Reality: the metric that matters is boring and it’s missing

Shipping units is not the same as shipping reliable units. If you’re building humanoids, your real scale number is not “deliveries,” it’s: operating hours in the field per intervention. Put another way: how often does a human have to save the robot from physics, edge cases, or its own confidence?

For contrast, another Forbes report cites Shanghai-based Agibot claiming 5,000 humanoids shipped in three months. That’s the other end of the spectrum: volume claims. The industry is now split between “slow, high-capability, prove-it” and “ship a lot, learn fast, pray about support.” Both can work. Both can also explode.

The Droid Brief Take

Humanoid companies keep asking you to infer reality from a curve. I want the ledger. Unit count without failure rate is just cardio for the hype machine.

If Figure is genuinely accelerating shipments, good. But the next adult step is to publish deployment-shaped numbers: tasks, uptime, intervention rate, and how many “deliveries” turned into “works on Tuesday.” Until then, the chart is a vibe with a battery.

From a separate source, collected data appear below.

PR #1005, opened 2023-05-15
972 mobi does not show the right buidling block types even when available

rwmcintosh:


src/MoBi.Core/Domain/Repository/BuildingBlockRepository.cs
```diff
@@ -1,43 +1,83 @@
...
+      IReadOnlyList<MoBiSpatialStructure> SpatialStructureCollection { get; }
+      IReadOnlyList<ObserverBuildingBlock> ObserverBlockCollection { get; }
+      IReadOnlyList<EventGroupBuildingBlock> EventBlockCollection { get; }
+      IReadOnlyList<InitialConditionsBuildingBlock> InitialConditionBlockCollection { get; }
+      IReadOnlyList<ParameterValuesBuildingBlock> ParametersValueBlockCollection { get; }
+      IndividualBuildingBlock IndividualByName(string buildingBlockName);
+      ExpressionProfileBuildingBlock ExpressionProfileByName(string buildingBlockName);
    }
 
    public class BuildingBlockRepository : IBuildingBlockRepository
```
rwmcintosh, line 27: The new functionality of finding a project's building blocks is concentrated here. Most tasks formerly used IMoBiContext to get the project then just used ```AllBuildingBlocks```

src/MoBi.Core/Services/ForbiddenNamesRetriever.cs
```diff
@@ -45,12 +47,14 @@ public class ForbiddenNamesRetriever : IForbiddenNamesRetriever,
       IVisitor<IModelCoreSimulation>
 
    {
-      private readonly IMoBiContext _context;
+      private readonly IBuildingBlockRepository _buildingBlockRepository;
+      private readonly ISimulationRepository _simulationRepository;
       private HashSet<string> _nameHashForVisitor;
 
-      public ForbiddenNamesRetriever(IMoBiContext context)
+      public ForbiddenNamesRetriever(IBuildingBlockRepository buildingBlockRepository, ISimulationRepository simulationRepository)
```
rwmcintosh, line 54: There are a lot of changes like this - removing IMoBiContext, and using IBuildingBlockRepository instead.

Sometimes IMoBiContext was used for another purpose, so couldn't be removed

src/MoBi.Core/Serialization/ORM/Mappers/ProjectMetaDataToProjectMapper.cs
```diff
@@ -61,11 +63,15 @@ public MoBiProject MapFrom(ProjectMetaData projectMetaData)
                }
 
                //then load the rest of the entities
+               var nonProjectBuildingBlocks = new List<IBuildingBlock>();
```
rwmcintosh, line 66: Some new functionality here to implement a kind of project conversion.
If there's only one building block of each type, you get one module, otherwise we group by name and add them by name.

src/MoBi.Core/Serialization/ORM/Mappers/ProjectMetaDataToProjectMapper.cs
```diff
@@ -119,11 +180,40 @@ private void addEntityToProject(EntityMetaData entity, SerializationContext seri
          else if (deserializedEntity.IsAnImplementationOf<Module>())
             _project.AddModule(deserializedEntity as Module);
 
-         else if (deserializedEntity.IsAnImplementationOf<IWithId>())
-            _project.AddBuildingBlock(deserializedEntity as IBuildingBlock);
+         else if (deserializedEntity.IsAnImplementationOf<IndividualBuildingBlock>())
+            _project.AddIndividualBuildingBlock(deserializedEntity as IndividualBuildingBlock);
 
-         else
+         else if (deserializedEntity.IsAnImplementationOf<ExpressionProfileBuildingBlock>())
```
msevestre, line 186: looks like a good use case for pattern matching in C#. This was not available when the code was written but is definitely something wes should use now

msevestre (changes requested):

msevestre:
Looks good in general. One question and maybe one bug

src/MoBi.Core/Domain/Repository/BuildingBlockRepository.cs
```diff
@@ -1,43 +1,83 @@
...
+
+      public IReadOnlyList<ParameterValuesBuildingBlock> ParametersValueBlockCollection => get<ParameterValuesBuildingBlock>();
+
+      public IndividualBuildingBlock IndividualByName(string buildingBlockName)
+      {
+         return IndividualsCollection.FindByName(buildingBlockName);
       }
 
-      private static IEnumerable<TBuildingBlock> moduleBuildingBlocks<TBuildingBlock>(MoBiProject currentProject) where TBuildingBlock : IBuildingBlock
+      public ExpressionProfileBuildingBlock ExpressionProfileByName(string buildingBlockName)
```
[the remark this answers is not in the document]
rwmcintosh: We are using the ByName when configuring a simulation. In that case we have some clones of these building blocks and we want to go back to the like-named building block from the project if the user reconfigures... at least for now.

We do the same for Modules, but that code lives in the MoBiProject because there's no 'ModuleRepository' in the same way as a BuildingBlockRepository.

Due to you pointing this code out, I found that these are not being used, and the same code was still in the project. I am removing it from the project and using this - it was my original intention.

msevestre (approved):
Looks good to me

PR #1008, opened 2023-05-17
Fixes #996 Message when PK-Sim version in not compatible

### LINKED ISSUE #996: Expression profile: Database Query - Message when PK-Sim version in not compatible
Now the message says "you can specify PK-Sim version under Utilities -> Options". PLease add "... Utilities -> Options, tab "Application".

Also include a hint that the application (MoBi) must be restarted in order the changes to take place.

rwmcintosh:
image


rwmcintosh:
That's just a message change for when the correct PKSim.UI.Starter.dll is not found in the PKSim path from MoBi.

PR #1028, opened 2023-06-09
update core to 12.0.191.

rwmcintosh:


src/MoBi.Core/Domain/UnitSystem/MoBiDimensionFactory.cs
```diff
@@ -8,14 +8,14 @@ namespace MoBi.Core.Domain.UnitSystem
 {
    public interface IMoBiDimensionFactory : IDimensionFactory
    {
-      IDimension TryGetDimensionCaseInsensitive(string dimensionName);
```
rwmcintosh, line 11: The old signature threw me a curve ball. In the implementation at least the parameter is named appropriately

Issue #1017, opened 2023-05-31
Dialog for editing parent container: show module name


PavelBal:
![image](https://github.com/Open-Systems-Pharmacology/MoBi/assets/25903040/205403c7-9229-4b79-bf3a-4b967f8aa36e)

Add name of the module to the name of the BB for clarity.

PR #1029, opened 2023-06-12
1016 show the name of the module in the tab of a bb

rwmcintosh:


src/MoBi.Presentation/Presenter/EditEventBuilderPresenter.cs
```diff
@@ -112,7 +112,7 @@ public void Edit(EventBuilder eventBuilder, IReadOnlyList<IObjectBase> existingO
 
       public void Edit(EventBuilder eventBuilder)
       {
-         Edit(eventBuilder, eventBuilder.ParentContainer.Children);
+         Edit(eventBuilder, eventBuilder.ParentContainer?.Children);
```
rwmcintosh, line 115: We had a couple others like this from another refactoring. I found them while opening editors for each type to check the captions.

rwmcintosh:
If you have a BB with module parent you get the 'ModuleName - BBName' format
image

Otherwise, you just get the BBName
image

msevestre (commented):
see comment

rwmcintosh:
See PR in core - https://github.com/Open-Systems-Pharmacology/OSPSuite.Core/pull/2033

src/MoBi.Presentation/Mappers/SpatialStructureToSpatialStructureDTOMapper.cs
```diff
@@ -24,6 +25,7 @@ public SpatialStructureDTO MapFrom(SpatialStructure spatialStructure)
          dto.TopContainer = spatialStructure.TopContainers.MapAllUsing(_containerToDTOContainerMapper);
          dto.Neighborhoods = _containerToDTOContainerMapper.MapFrom(spatialStructure.NeighborhoodsContainer);
          dto.MoleculeProperties = _containerToDTOContainerMapper.MapFrom(spatialStructure.GlobalMoleculeDependentProperties);
+         dto.Name = spatialStructure.DisplayName;
```
rwmcintosh, line 28: This is the change for #1017. The ```dto.Name``` usually takes the ```objectBase.Name``` during mapping, but we are overriding that default in this mapper. This mapper is used whenever you need to select a spatial structure in a tree view from among all spatial structures in the building block repository.

Issue #1015, opened 2023-05-31
Add context menu "new building block" to IC and PV BBs


PavelBal:
I would expect to have "right click -> add new"

![image](https://github.com/Open-Systems-Pharmacology/MoBi/assets/25903040/1cb4eca6-620e-43b6-a464-2dd7a9359173)

PR #1041, opened 2023-06-19
Add context menu "new building block" to IC and PV BBs #1015

rwmcintosh:
Re-using the standard "AddBuildingBlocks" dialog to add either Parameter Values or Initial Conditions building blocks when a user right clicks on the folder node.

Also, double click expands/contracts the folder node similar to other collector/folder nodes

### DIFF
--- a/src/MoBi.UI/Views/AddBuildingBlocksToModuleView.cs
+++ b/src/MoBi.UI/Views/AddBuildingBlocksToModuleView.cs
@@ -1,10 +1,13 @@
-﻿using DevExpress.XtraLayout;
+﻿using System.Collections.Generic;
+using System.Drawing;
+using DevExpress.XtraLayout;
 using DevExpress.XtraLayout.Utils;
 using MoBi.Presentation.DTO;
 using MoBi.Presentation.Presenter;
 using MoBi.Presentation.Views;
 using OSPSuite.DataBinding;
 using OSPSuite.DataBinding.DevExpress;
+using OSPSuite.Utility.Extensions;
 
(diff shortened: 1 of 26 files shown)


src/MoBi.UI/Views/AddBuildingBlocksToModuleView.cs
```diff
@@ -32,13 +44,46 @@ protected override void StartValueCheckChanged(bool enabled, LayoutControlItem n
...
+      }
+
+      private void adjustHeight(int heightAdjustment)
+      {
+         Size = new Size(Width, Height + heightAdjustment);
+      }
+
+      private void hideAllItemsExcept(List<BaseLayoutItem> itemsToShow)
+      {
+         var initialGroupHeight = createBuildingBlocksGroup.Size.Height;
```
msevestre, line 73: what's with this height here? I don't quite get it

msevestre (commented):
I am not sure I get the initial height stuff. 
Also to check on different monitors. Manual resizing =>always issues

src/MoBi.UI/Views/AddBuildingBlocksToModuleView.cs
rwmcintosh: That's the height of the layout group before hiding many items.

Later we take the difference and then apply that difference to the dialog height to adjust.

rwmcintosh:
I can't try different physical monitors, but adjusting the resolution and scaling on my monitor indicates that this works at different scales and resolutions.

Also: charts without axes are not “secret sauce.” They’re “please don’t ask follow-ups.”

What to Watch

  • Field evidence: named deployments, task scope, and any hard metrics beyond unit counts.
  • Support reality: spares, repair turnaround, and what happens when the robot breaks in a customer facility.
  • Definition hygiene: what counts as a “delivery,” and what counts as “autonomous” work.